Светлый фон

– Что?.. Рыжий? Ты представить себе не можешь, как на меня подействовала та история. Я много лет переживал из-за того, что мы сделали с бедным парнем. Это была одна из причин, почему я пошел работать в полицию: искупить свой грех и никогда больше не быть человеком, который избивает других. А теперь ты говоришь, что бедняга сказал правду, а мы чуть его не убили, нашего бедного третьего брата…

– Игнасио, – перебил его я. – Веди себя сейчас как полицейский. Выкинь из головы все лишнее, постарайся мыслить ясно. Скажи, вы не слышали женский голос? Он должен был привезти сюда заместителя комиссара Альбу Диас де Сальватьерра. Это его жена; я думаю, он собирается ее умертвить, и…

– Осторожнее! – крикнул Игнасио, но было поздно.

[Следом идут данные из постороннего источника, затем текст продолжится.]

PR #371, opened 2013-03-18
HMM improvements

kmike:
1. Faster HiddenMarkovModelTrainer.train_supervised (30-40x faster in demo_pos() example): HiddenMarkovModelTrainer._states and HiddenMarkovModelTrainer._symbols are lists so `if state not in self._states` and `if symbol not in self._symbols` are O(N). This is fixed by maintaining `known_symbols` and `known_states` sets.
2. more tests for HiddenMarkovModelTagger are added;
3. I think that probability calculations were incorrect for multiple observation sequences (they were not normalized);
4. when an initial model was passed to train_unsupervised the calculations were totally off because states and symbols of trainer and model was not the same - this is fixed; also, train_unsupervised didn't affect .tag if a model was used before (because of caching issues) - this is also fixed.

### DIFF
--- a/nltk/tag/hmm.py
+++ b/nltk/tag/hmm.py
@@ -280,7 +280,7 @@ class HiddenMarkovModelTagger(TaggerI):
 
     def _tag(self, unlabeled_sequence):
         path = self._best_path(unlabeled_sequence)
-        return list(zip(unlabeled_sequence, path))
+        return list(izip(unlabeled_sequence, path))
 
     def _output_logprob(self, state, symbol):
         """
@@ -315,9 +315,9 @@ class HiddenMarkovModelTagger(TaggerI):
         if not self._cache:
             N = len(self._states)
             M = len(self._symbols)
-            P = zeros(N, float32)
-            X = zeros((N, N), float32)
-            O = zeros((N, M), float32)
+            P = np.zeros(N, np.float32)
+            X = np.zeros((N, N), np.float32)
+            O = np.zeros((N, M), np.float32)
             for i in range(N):
                 si = self._states[i]
                 P[i] = self._priors.logprob(si)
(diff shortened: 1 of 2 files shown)


kmike:
It seems there is still an error somewhere because logprob still sometimes decreases during Baum-Welch iterations.

kmike:
I think this PR is ready for a review. 

Baum-Welch is still not very unusable (because it doesn't use model's estimator and because the implementation is impractically slow), but I think these changes should make further improvements easier.

nltk/tag/hmm.py
```diff
@@ -879,11 +878,18 @@ def train_unsupervised(self, unlabeled_sequences, **kwargs):
...
             model = HiddenMarkovModelTagger(self._symbols, self._states,
-                            transitions, output, priors)
+                            transitions, outputs, priors)
+
+        self._states = model._states
+        self._symbols = model._symbols
+
+        N = len(self._states)
+        M = len(self._symbols)
+        symbol_dict = dict((self._symbols[i], i) for i in range(M))
```
larsmans: Minor: `dict((sym, i) for i, sym in enumerate(self._symbols))` is clearer, IMHO.

kmike: Agree.

nltk/tag/hmm.py
```diff
@@ -83,13 +85,14 @@
...
-from nltk.util import LazyMap, LazyConcatenation, LazyZip
-from nltk.compat import python_2_unicode_compatible
-
+from nltk.util import LazyMap
+from nltk.compat import python_2_unicode_compatible, izip, imap
 from nltk.tag.api import TaggerI, HiddenMarkovModelTaggerTransformI
 
-# _NINF = float('-inf')  # won't work on Windows
-_NINF = float('-1e300')
+# won't work on Windows under Python 2.5, but we require Python 2.6
```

Я почувствовал в шее обжигающий холод. Инъекция, которую вколол мне Марио, оказалась чрезвычайно болезненной: казалось, сосуды вот-вот разорвутся.

– Поздно, приятель, – раздался спокойный голос Марио у меня за спиной. – Я прикончу и Альбу, и тебя. Давай поднимайся. Она уже готова.

Он провел рукой мне по ребрам, нащупывая пистолет. Я все еще приходил в себя от неожиданной ловкости, с которой мне всадили инъекцию. Марио нашел кобуру и теперь прижимал ствол к моему затылку.

– Шагай, Унаи, – приказал он.

Я чувствовал ледяное струение наркотика в крови, растекающегося по всему телу. Я сомневался, по-прежнему ли присутствует в моем организме зелье Эгускилора. Может ли оно блокировать эффект вещества, которое мне вкололи? Во всяком случае, стоило бы притвориться, что так оно и есть. А ведь я даже не знал, как именно действует рогипнол.

Вот, значит, как: то леденит, то обжигает…

Я дрожал, одежда не согревала, и одновременно мне было жарко, очень жарко.

Полная дезориентация.

Спотыкаясь, я принялся карабкаться вверх по лестнице. Марио пришел мне на помощь, как старый добрый друг, поддерживая, чтобы я не упал.

Полная потеря воли.

Несмотря на овечью покорность, сознание было на удивление ясным, словно сосредоточилось на одной точке, подобной Алефу из рассказа Борхеса[64]. Весь мир в одной маленькой сфере.

Мы оказались на частично рухнувшем крытом дворе, остановившись именно в открытой его части. Марио встал передо мной, не переставая целиться в голову. На нем был белый комбинезон пчеловода, перчатки и сапоги с высокими голенищами.

Во дворе стояло несколько ульев, однако следов Альбы я не заметил.

Пока Марио не отошел в сторону.

На земле, придавив разросшуюся траву, лежал до-вольно большой кусок целлофана, покрывая поверхность в несколько квадратных метров. Поверх целлофана лежали два пакета, в которые обычно упаковывают трупы, а на них – обнаженное тело Альбы. Рот заклеен скотчем. Она была неподвижна – быть может, без сознания, быть может, мертва.